(Material provided)
PR #198, opened 2018-11-22
Unify into_hex()/try_from_hex() API in crypto

rtsisyk:
Follow up #157

### DIFF
--- a/crypto/src/pbc/secure.rs
+++ b/crypto/src/pbc/secure.rs
@@ -105,16 +105,18 @@ impl Zr {
         Self::acceptable_random_rehash(x)
     }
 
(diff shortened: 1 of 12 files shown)


crypto/src/pbc/secure.rs
```diff
@@ -290,7 +301,7 @@ impl G2 {
 
 impl fmt::Display for G2 {
     fn fmt(&self, f: &mut fmt::Formatter) -> fmt::Result {
-        write!(f, "{}", self.to_str())
+        write!(f, "{}", self.into_hex())
```
echupriyanov: add value type *fast::G2()"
(End Material provided)
Transcribe each line of the material without any alteration.

PR #198, opened 2018-11-22
Unify into_hex()/try_from_hex() API in crypto

rtsisyk:
Follow up #157

### DIFF
--- a/crypto/src/pbc/secure.rs
+++ b/crypto/src/pbc/secure.rs
@@ -105,16 +105,18 @@ impl Zr {
         Self::acceptable_random_rehash(x)
     }
 
(diff shortened: 1 of 12 files shown)


crypto/src/pbc/secure.rs
```diff
@@ -290,7 +301,7 @@ impl G2 {
 
 impl fmt::Display for G2 {
     fn fmt(&self, f: &mut fmt::Formatter) -> fmt::Result {
-        write!(f, "{}", self.to_str())
+        write!(f, "{}", self.into_hex())
```
echupriyanov: add value type *fast::G2()"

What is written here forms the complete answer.